§ WORK INSTRUCTION
In the entries below, identify every line with the string "shutdown" and copy it.

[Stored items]
⁂

PR #1570, opened 2025-03-05
chore: test graceful server shutdown

kian99:
## Description
This PR is a follow up to #1569 that tests that JIMM gracefully shuts down when it receives a SIGTERM signal.
In order to test shutdown we need to issue the signal to the JIMM process, this is most simply done when JIMM is PID 1 in a container and then we can do something like `docker stop jimm`.

This PR aims to do just that by modifying JIMM's Dockerfile so that we have one target which runs `air` and another target which just compiles and runs JIMM. I've labelled them `no-hot-reload` and `hot-reload` to indicate the purpose of air but I'm open to other naming suggestions.

In our Docker compose, we choose the target by suppling an environment variable, defaulting to the target with `air`. Our integration testing now uses the target without `air` where JIMM is PID 1 so that we can test shutdown.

⁂

§ ANSWER TO THE EXERCISE
chore: test graceful server shutdown
In order to test shutdown we need to issue the signal to the JIMM process, this is most simply done when JIMM is PID 1 in a container and then we can do something like `docker stop jimm`.
In our Docker compose, we choose the target by suppling an environment variable, defaulting to the target with `air`. Our integration testing now uses the target without `air` where JIMM is PID 1 so that we can test shutdown.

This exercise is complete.